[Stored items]
- Opening Delimiter -
PR #5361, opened 2025-09-18
Devfile Registries list need not contain Default Devfile Registry.

rgrunber:
- When the Devfile Registries list contains other registries, it should be permitted to remove the Default Devfile Registry
- Replace usage of https.get(..) with fetch

- [ ] Need to test this more thoroughly
- [x] I can probably adjust https://github.com/redhat-developer/vscode-openshift-tools/blob/0ceadd98c8fc5e5d61e01ebf786a182fc6cd3045/src/openshift/cluster.ts#L671 as well

### DIFF
--- a/src/devfile-registry/devfileRegistryWrapper.ts
+++ b/src/devfile-registry/devfileRegistryWrapper.ts
@@ -2,7 +2,8 @@
  *  Copyright (c) Red Hat, Inc. All rights reserved.
  *  Licensed under the MIT License. See LICENSE file in the project root for license information.
  *-----------------------------------------------------------------------------------------------*/
-import * as https from 'https';
+import { get as httpGet } from 'http';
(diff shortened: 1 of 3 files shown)


vrubezhny:
> make-fetch-happen was removed right after that, at #4247 . Is this still an issue ?

Nope, but you're trying to bring it back with your PR

rgrunber:
Ok, I've gone with just switching between `http`/`https`.

vrubezhny:
The test https://github.com/redhat-developer/vscode-openshift-tools/blob/17de0413188d0ce818857267109caa90d402c26d/test/ui/suite/devfileRegistries.ts#L131 expects at least the Default Devfile Registry to be present (as well as some other tests). 
However it looks like there is no Default Devfile registry added to the configuration - previously it was always merged into the "effective" config.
- Closing Delimiter -
• GOAL OF THE EXERCISE: Each line above is to be copied exactly as written.

• OUTPUT OF THE TASK:
PR #5361, opened 2025-09-18
Devfile Registries list need not contain Default Devfile Registry.

rgrunber:
- When the Devfile Registries list contains other registries, it should be permitted to remove the Default Devfile Registry
- Replace usage of https.get(..) with fetch

- [ ] Need to test this more thoroughly
- [x] I can probably adjust https://github.com/redhat-developer/vscode-openshift-tools/blob/0ceadd98c8fc5e5d61e01ebf786a182fc6cd3045/src/openshift/cluster.ts#L671 as well

### DIFF
--- a/src/devfile-registry/devfileRegistryWrapper.ts
+++ b/src/devfile-registry/devfileRegistryWrapper.ts
@@ -2,7 +2,8 @@
  *  Copyright (c) Red Hat, Inc. All rights reserved.
  *  Licensed under the MIT License. See LICENSE file in the project root for license information.
  *-----------------------------------------------------------------------------------------------*/
-import * as https from 'https';
+import { get as httpGet } from 'http';
(diff shortened: 1 of 3 files shown)


vrubezhny:
> make-fetch-happen was removed right after that, at #4247 . Is this still an issue ?

Nope, but you're trying to bring it back with your PR

rgrunber:
Ok, I've gone with just switching between `http`/`https`.

vrubezhny:
The test https://github.com/redhat-developer/vscode-openshift-tools/blob/17de0413188d0ce818857267109caa90d402c26d/test/ui/suite/devfileRegistries.ts#L131 expects at least the Default Devfile Registry to be present (as well as some other tests). 
However it looks like there is no Default Devfile registry added to the configuration - previously it was always merged into the "effective" config.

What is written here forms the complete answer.